We are planning a vacation in the U.S. next year. I don't have any U.S. medical insurance as I have not lived there for 4 years and of course my Filipino family are not covered.

I'm looking for a travel insurance policy to cover us for medical and the usual travel policy items. We will be there for about a month. Has anybody bought a travel policy for the U.S. and if so, could you recommend the company?

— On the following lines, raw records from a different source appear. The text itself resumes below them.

PR #884, opened 2021-02-04
Add SPP Number to inventory list view

agalbrai:
image


frontend/src/features/properties/list/PropertyListView.test.tsx
```diff
@@ -197,7 +197,6 @@ describe('Property list view', () => {
           netBook: 0.0,
           assessedLand: 958000.0,
           assessedLandDate: '2018-01-01T00:00:00',
-          appraised: 0.0,
```
agalbrai, line 200: this field must have been removed from the type

frontend/src/features/properties/list/columns.tsx
```diff
@@ -33,6 +41,19 @@ const spacing = {
   xxlarge: unit * 8,
 };
 
+const getProjectLinkNoDrafts = (namespace: string = 'properties') => (cellInfo: any) => {
+  const projectNumbers = _.filter(cellInfo.value, (p: string) => !p.includes('DRAFT'));
```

For our trip to Auckland last year, we bought a policy from Southern Cross, and they were more than fine. Reasonable cost for the whole family (~$280usd??) and we made a claim when my wife got sick, and got about $70 of that back without issues. However, Southern Cross only offers for visits to NZ and AU.


----------



## jon1 (Mar 18, 2012)

Sent you an email with what I used..


----------



## DonAndAbby (Jan 7, 2013)

jon1 said:


> Sent you an email with what I used..


Thanks Jon!


----------



## esv1226 (Mar 13, 2014)

Have been using Travelex whenever we travel. Claimed twice without any hassles. The last trip we bought CSA because of reviews and less expensive (insurance gets expensive with age). You'll find lots of info and help on "insuremytrip.com"


----------



## BGCExpat (Oct 26, 2015)

This won't help you with your medical needs, but if you sign up for an SM Advantage card (SM stores frequent user card) you can get travel insurance for free. Just go to the account management page on the SM web site and sign up for the insurance once you're a member. The insurance itself is run by AIG and is a nice perk just for shopping at an SM or SM affiliated store...


----------



## fmartin_gila (May 15, 2011)

BGCExpat said:


> This won't help you with your medical needs, but if you sign up for an SM Advantage card (SM stores frequent user card) you can get travel insurance for free. Just go to the account management page on the SM web site and sign up for the insurance once you're a member. The insurance itself is run by AIG and is a nice perk just for shopping at an SM or SM affiliated store...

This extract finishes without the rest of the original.